Another nightmare scenario! I suppose if we all select a different one we could visit each other and listen to them all.


----------



## Ethereality (Apr 6, 2019)

I didn't expect to get sad thinking about this topic. What a question! In this scenario, if you can't decide then you'll be left with no composer for the rest of your life. But you have months to think about it for a while.

The 15 max options I chose based on most-common niche inclusions, not necessarily on who always makes the Top 15. Please don't hesitate at all to vote for other, that's what I wanted it there for!

This question is literally going to require me to diary entry my day-to-day mental state and noting my progressions and setbacks. Let's start with Schubert this week, I hear he has many universal qualities.
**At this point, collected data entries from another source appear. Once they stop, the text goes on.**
PR #82, opened 2020-02-09
Updated file exists assertion message to point to the correct function.

hnrkptrsn:
__Config.\_\_init\_\_ assert message updated__
The message on the failed assert for existence of settings.ini refers to a non-existing Config.create method. In the notebooks create_config is used, and I have update the assert message accordingly.


sgugger:
Thanks!

PR #83, opened 2020-02-11
fix nbdev_new when path including space

cwza:
Bug happened when I try to use nbdev_new in the directory including space like "/gdrive/My Drive/xxx".
Fix it by not using split() at target path.


sgugger:
Thanks!

PR #86, opened 2020-02-12
remove raw tags as they break `fastpages`

hamelsmu:
There is liquid injected into fastpages notebook markdown to allow for:

- jekyll notes
- embedded youtube videos
- embedded twitter cards

So will have to find another way to escape `{{`  in notebooks with a special template that escapes code blocks only.  I will make a PR for this soon.

If you do happen to merge, this if you could please update pypi 🙇


hamelsmu:
Nevermind.  I think for right now it makes sense for fastpages to maintain its own template, as I can see both projects having further collisions.  

I'll make a pull request in the future with a more targeted change.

_Two weeks past on only Schubert. I'm noticing either a burning or freezing sensation in my left leg, oh, and I've lost most of my hair._


----------



## HenryPenfold (Apr 29, 2018)

Wow! That was really difficult. It took me 1.3 seconds to choose Beethoven.


----------



## janxharris (May 24, 2010)




----------



## 59540 (May 16, 2021)

Bach. His work is inexhaustible. I could spend a couple of decades on the cantatas alone and still be discovering new things. The depth, breadth and consistent quality in his whole output is mind-boggling.


----------



## VoiceFromTheEther (Aug 6, 2021)

Tchaikovsky

I like Bruckner, but to listen to only Bruckner until the end of my life would fry my mind


----------



## 59540 (May 16, 2021)

janxharris said:


>


That sounds like it's from an album by The Caretaker.


----------



## Art Rock (Nov 28, 2009)

dissident said:


> Bach. His work is inexhaustible. I could spend a couple of decades on the cantatas alone and still be discovering new things. The depth, breadth and consistent quality in his whole output is mind-boggling.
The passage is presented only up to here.